/hicks

Hicks happily spawns machines.

Primary LanguageHaskellOtherNOASSERTION

Hicks

Hicks happily spawns machines.

Hicks is a simple tool to spawn and provision machines. Currently only UpCloud is supported but in the future, other services should be added (e.g. DigitalOcean, Linode, Vagrant, or already existing hosts (e.g. physical servers rented by the month)).

Getting started

Hicks is in development and not yet released on Hackage. To install, clone this repository and run cabal install:

> git clone https://github.com/noteed/hicks.git
> cd hicks
> cabal install

Make sure you have ~/.cabal/bin in your PATH and you can run hicks --help to see the available commands.

You need an account on UpCloud. You also need to generate API credentials for your account that you paste in secret/upcloud-key.txt.

> cat secret/upcloud-key.txt
api_username/api_password

At this point you should be able to run:

> hicks account
username: noteed
credits: 4625.72

This command reports your username and available credits (in cents).

Next steps

Have a look at the test-against-upcloud.sh script. It shows the basic operations you can perform to create a machine on UpCloud, wait for it until it is up and running, and do some basic provisioning.

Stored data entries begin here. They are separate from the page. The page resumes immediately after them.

PR #934, opened 2015-01-18
Expr supports __array__

mrocklin:
Support standard protocols like `__array__`, `__float__`, etc. to improve standard interoperation with normal Python code.

```Python
In [1]: from blaze import *
x
In [2]: x = np.arange(6)

In [3]: d = Data(x)

In [4]: np.array(d * 10)
Out[4]: array([ 0, 10, 20, 30, 40, 50])

In [5]: int(d.sum())
Out[5]: 15

In [6]: x[:3] = d[3:] * 10

In [7]: x
Out[7]: array([30, 40, 50,  3,  4,  5])
```

Should have done this long ago.


blaze/compute/tests/test_pandas_compute.py
```diff
@@ -40,7 +40,7 @@ def df_all(a_df, b_df):
     This method doesn't check the index which can be manipulated during
     operations.
     """
-    assert all(a_df.columns == b_df.columns)
+    assert np.all(a_df.columns == b_df.columns)
```
cpcloud: Any reason we shouldn't gut this function and just use `tm.assert_frame_equal(a_df, b_df)`? The use of this later in this file looks redundant.

blaze/expr/tests/test_arithmetic.py
```diff
@@ -64,8 +64,8 @@ def test_dir():
     i = symbol('i', '10 * int')
     d = symbol('d', '10 * datetime')
 
-    assert i + 1
-    with pytest.raises(Exception):
+    i + 1  # this works
```
cpcloud: i like having the assert her

blaze/expr/tests/test_collections.py
```diff
@@ -23,7 +24,8 @@ def test_transform():
     expr = transform(t, z=t.x + t.y)
     assert expr.fields == ['x', 'y', 'z']
 
-    assert (t.x + t.y) in expr._subterms()
+    assert builtins.any((t.x + t.y).isidentical(node)
```
cpcloud: this is one reason i don't like star imports, just a nit though

blaze/interactive.py
```diff
@@ -281,9 +281,24 @@ def into(a, b, **kwargs):
...
+
+def intonumpy(data, dtype=None, **kwargs):
+    # TODO: Don't ignore other kwargs like copy
+    result = into(np.ndarray, data)
+    if dtype:
+        result = result.astype(dtype)
+    return result
+
+Expr.__array__ = intonumpy
+Expr.__int__ = lambda x: int(compute(x))
```
cpcloud: i think these could also be written as `into(int)`, etc. not a big deal, just a comment that can probably be ignored

blaze/expr/tests/test_table.py
```diff
@@ -201,7 +189,7 @@ def test_path_issue():
     t2 = transform(t, sizes=t.result.map(lambda x: (x - MIN)*10/(MAX - MIN),
                                          schema='float64', name='size'))
 
-    assert t2.sizes in t2.children
+    assert builtins.any(t2.sizes.isidentical(node) for node in t2.children)
```
cpcloud: should we just override `__contains__` so that `in` works like this?

cpcloud: hm nevermind, we often want to check a specific list of things, not the actual expression

blaze/expr/tests/test_arithmetic.py
mrocklin: What should we assert?

blaze/compute/tests/test_pandas_compute.py
mrocklin: Gutted.

blaze/interactive.py
mrocklin: We don't have `Expr` in the `convert` network.  Hence the explicit call to `compute`.

blaze/expr/tests/test_arithmetic.py
cpcloud: Nothing in particular, what was wrong with what was there? Bare code that isn't assigned to anything or used anywhere increases the likelihood that I will delete it and that could potentially hide regressions. Likely a personal shortcoming of mine, but I think it's easy just to keep the assert

mrocklin: `assert` checks the non-zero-ness of the expressions which now triggers a call to `compute`

cpcloud: How about is not None?

mrocklin: I've added a type check

blaze/expr/tests/test_collections.py
mrocklin: Ironically this would have worked fine if we had star-imported from `blaze` rather than `blaze.expr`.

mrocklin:
ok to merge?

cpcloud:
fine by me

Issue #1508, opened 2016-05-25
ENH: MSSQL Compatibility


thequackdaddy:
Hello,

My company uses MSSQL, so that's the box I need to work with.

I'm interested in making blaze work on it for a project/idea of mine. But it seems some functionality is missing/broken. 

First, to get MSSQL to work, I noticed that some datatypes have to be mapped. I *think* the correct place to do this is in `odo`. I've filed a PR [here](https://github.com/blaze/odo/pull/430). 

So now I'm trying to understand the mechanics of blaze. I noticed that most things work, (sums, avg, split-apply-combine sum/avg). But I ran into an issue getting power (i.e., x ** 2) to work. It seems blaze is trying to use the function `pow`, but on MSSQL, the function is actually `Power` (case insensitive).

When you create a machine, you use

> hicks create <some-hostname>

Provisioning consists of simply uploading a file hierarchy locally stored in the provision/<some-hostname> director. In particular, it should contain a script located at root/bin/provision that will be run after upload.

Configure

When you ran cabal install above, Cabal created an executable hicks. Actually, the source of that executable is bin/config.hs. This means you can either fork this repository and configure Hicks to your liking by modifying bin/config.hs, or create a new program depending on the hicks package.

Notes

UpCloud doesn't allow to set a public SSH key automatically when a machine is created. Instead Hicks will store the root password return by UpCloud in ~/.hicks until the hicks authorize command is run. That command will upload a public SSH key you choose. Further disabling the root password should be done in the provisioning script.

Limitations

  • Only UpCloud is supported.
  • Some configuration values are hard-coded (e.g. uk-lon1 or Ubuntu 12.04).